Real evidence of cultural contact between Ancient Greece and the Ojibwe would
be a major breakthrough. But this is just random similarities.

------
contingencies
Great article - I shared it with a WeChat history group here in China, and the
reception was great. It's being deployed to Chinese world history students
this week. Also, lovely to see some leading work from the Sorbonne. Yay
France!

------
the8472
> Reptiles, immortal like others who shed their skin or bark and thus
> rejuvenate, are contrasted with mortal men and/or are considered responsible
> for originating death, perhaps by their bite. In this context, a person in a
> desperate situation gets to see how a snake or other small animal revives or
> cures itself or other animals. The person uses the same remedy and succeeds.

Interesting.
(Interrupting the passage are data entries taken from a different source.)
PR #4032, opened 2024-07-16
ParmParse: Math expression support

WeiqunZhang:
ParmParse: Math expression support

Support math expression for integers and floating point numbers in
ParmParse. For example,

    n_cell = 128
    amrex.n_cell = {n_cell*2} 8 {16**2}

In the epic of gilgamesh (one of the oldest tales preserved in
written form) it is the protagonist who seeks immortality and then has the
plant which is supposed to grant it stolen by a snake which then sheds its
skin.

------
charlieflowers
I don't see the connection between biologists analyzing DNA (very precise and
objective) and someone analyzing different versions of stories. With stories,
which aspects you focus on and how you score similarity are highly subjective.

Can anyone who knows about the technique elaborate?

------
aaron695
Looks more like cold reading to me.

And to make it worse they would have been translated with a modern viewpoint.